Я не знаю, кто тут виноват. Но винить толпу нужно, – этим не поможешь, но взглянуть на все трезво, понять, убедиться, что это – так, что она такова, и что это страшно. Мне именно весь театр был страшен во время представления «Горячего сердца», и пьеса, и артисты и публика. Страшна беззаботность, непонимание варварское… или детское того, что там свершалось под именем «эстетического наслаждения искусством» в связи с «пробуждением интереса к идеям общественным». Вот она, дьявольская-то насмешка!
Но, однако, что же делать?
Я боюсь, что с театром теперь, сейчас, – ничего нельзя, да и не надо делать.
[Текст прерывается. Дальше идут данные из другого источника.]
PR #164, opened 2017-02-28
Drop Zend\Loader usage; use Fedora\Autoloader instead

### LINKED ISSUE #163: rework autoloader
see https://github.com/glpi-project/glpi/pull/1855

we need to include (or drop) Zend\Loader\SplAutoloader

trasher:
Use namespaces for generated classes so we can use PSR4

Fixes #163


orthagh:
will merge into #161

PR #174, opened 2017-03-09
Hotfix/1.6.1

trasher:


trasher:
I do as well :'(

I had solutions for parts of the problem (overriding some core ajax calls); but overriding is not always possible (because of the way requires/includes are done).

We would globally have to make changes on the way the `itemtypes` are retrieved; because of the automatic sanitize of all _POST and _GET :-/

PR #195, opened 2017-07-11
Update to latest atoum

trasher:
Use core's DbTestCase

### DIFF
--- a/tests/FieldsDbTestCase.php
+++ b/tests/FieldsDbTestCase.php
@@ -32,7 +32,7 @@
 
 // Generic test classe, to be extended for CommonDBTM Object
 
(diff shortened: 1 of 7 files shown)


tests/FieldsDbTestCase.php
```diff
@@ -32,7 +32,7 @@
 
 // Generic test classe, to be extended for CommonDBTM Object
 
-class DbTestCase extends atoum {
+class FieldsDbTestCase extends \DbTestCase {
```
orthagh: great idea

trasher: :) Thanks

PR #199, opened 2017-08-14
correction default value for type yesno

lermit4:
because the value of no is 0


orthagh:
Hello @lermit4 .

In pr #203, i pushed a better fix for this issue:
e157078

PR #203, opened 2017-08-31
1.7.0

orthagh:


inc/container.class.php
```diff
@@ -1408,4 +1451,12 @@ private static function getSubtypes($item) {
 
       return $tabs;
    }
+
+   static function getClassname($itemtype = "", $raw_name = "") {
```
trasher: Missign phpdoc

inc/container.class.php
```diff
@@ -1408,4 +1451,12 @@ private static function getSubtypes($item) {
...
+      return "PluginFields".ucfirst(self::getSystemName($itemtype, $raw_name));
+   }
+
+   static function getSystemName($itemtype = "", $raw_name = "") {
```
trasher: Missing phpdoc

inc/field.class.php
```diff
@@ -348,10 +341,10 @@ function showSummary($container) {
 
                echo '<td class="rowhandler control center">';
                echo '<div class="drag row" style="cursor:move;border:none !important;">';
-               echo '<img src="../pics/drag.png" alt="#" title="' . __('Move') .'" width="16" height="16" />';
+               echo '<img src="../pics/drag.png" alt="#" title="'.__('Move').'" width="16" height="16">';
```
trasher: Standalone markup is generally closed ;)

orthagh: in html5, it's optional

trasher: Yes it is... But it is also considered as a good practice to close all tags. Well this is not important.

trasher:
Sounds OK, I've to test the numerous possibilities...

I'm not sure removing the OS stuff is the correct way to go; even if this is a quite huge change :/

PR #278, opened 2018-08-30
Develop

KevinStephane:
Hello,
Is it possible to add a counter in the tab when these values ​​are filled in a field.
Thank you


KevinStephane:
Bonjour, 
Pourquoi fermer ma demande ? :-)
Merci

PR #364, opened 2020-02-19
add operating system dropdown

nenes82:
Add operating system  dropdown

bugfixes: When all tabs are displayed, the fields added to the dom are not displayed


tomolimo (approved):
It seems ok for me.

PR #425, opened 2021-01-13
Fix extra fields display on creation form

AdrienClairembault:
Internal ref : !21319.

Extra fields are missing on creation forms if the user's current tab for this itemtype (`$_SESSION['glpi_tabs']`) is not the main one ('$main').

Fix seems to be to add a special case to cover this case like it was done before for the 'showPrimaryForm' and 'showFormHelpdesk' functions.

### DIFF
--- a/inc/field.class.php
+++ b/inc/field.class.php
@@ -544,6 +544,7 @@ class PluginFieldsField extends CommonDBTM {
 
       $subtype = isset($_SESSION['glpi_tabs'][strtolower($item::getType())]) ? $_SESSION['glpi_tabs'][strtolower($item::getType())] : "";
       $type = substr($subtype, -strlen('$main')) === '$main'
+              || in_array('showForm', $functions)
               || in_array('showPrimaryForm', $functions)
               || in_array('showFormHelpdesk', $functions)
                ? 'dom'


cedric-anne (approved):

orthagh (approved):

AdrienClairembault:
Can be merged & released, both internal ref confirmed that the patch fixed the issue on their sides too.

tomolimo:
Hello @cedric-anne 
This fix is not only fixing for creation, but also for edition.
I've backported this fix on our current version which is running on a 9.5.3 GLPI release, and it fixes an issue we had.

To reproduce:

1. login into GLPI
2. go to ticket list
3. Open in a new browser page a ticket, and go to this page: "processing ticket" tab open by default, click on 'Ticket' tab, click on 'processing ticket' tab and Reload the page (F5).
4. keep this page open
5. go back to ticket list, open in a another browser page another ticket (from the ticket list), and go to this newly open page: "processing ticket" tab will open by default (current tab in session), 
6. click on main tab (='Ticket' tab): --> the custom fields don't appear...

Thank you very much for this fix

Regards,
Tomolimo

PR #461, opened 2021-11-04
Fix path check

AdrienClairembault:
If you have a mounted disk, the path check will never succeed because the variables will look like this:
```php
$realpath = /mnt/diskhome/home/...
$frontpath = /home/...
```
It seems like `realpath` should be applied to both path we are trying to compare.


cedric-anne (approved):

AdrienClairembault:
Found another front file that needed the same change.

cedric-anne (approved):

PR #466, opened 2022-01-14
fix(core): better check to include file from path

stonebuzz:
From CLOUD context ```RuntimeException``` is throw when we try to go to dropdowns created from fields plugin 

```realpath``` =
 ```/AAA/BBB/CCC/DDD/EEE/glpi_files/_plugins/fields/front/secteurdaffectationfielddropdown.php```

```frontpath``` = 
```/XXX/YYY/CCC/DDD/EEE/glpi_files/_plugins/fields/front```

To prevent load missing or unreadable file just check if it readable or if exist

Internal 23215

### DIFF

Может быть, надо оставить артистов икать на сцене, а публику упиваться этим до полного разложения «сатиры» Островских, и только когда театр покачнется от ветхости – подтолкнуть его, по совету Ницше. Тогда место будет чистое, место для театра; на чистом месте хорошо строить новое, чистое. Театр нужен, его место есть, – его идея всегда есть, ибо эта идея вечна; но теперешнее, вчерашнее и сегодняшнее воплощение ее до такой степени выродилось, что, серьезно говоря, нечего реформировать. И вообще – свойство дел нашего «лучшего из миров» таково, что частные преобразования, большею частью, работа совершенно праздная. Странно звучит, – а между тем «лучше» не всегда путь к «хорошо». Чем шире идея, тем несомненнее, что каждое ее воплощение требует в известный момент преображения, а не преобразования. Ряд театральных реформ последнего времени достаточно нам это доказывает. Художественный театр в Москве с «настроениями» и без «ролей», Метерлинк на сцене, мало ли, Боже мой? А публика и актеры любят больше всего Островского и рады только старенькому, без всяких заплаток. Преобразования частичные – это всегда новые заплатки на старом. Пусть даже не дерется от них старая одежда, пусть. Но неужели же, когда она вся, сплошь, будет зашита этими новыми заплатками, одна к другой, так что и не видно ни клочка старого, – неужели можно будет сказать, что это – новая одежда? Конечно, нет. Это – заплатанная старая, та же, только в худшем положении: ее уже нельзя дальше и починять.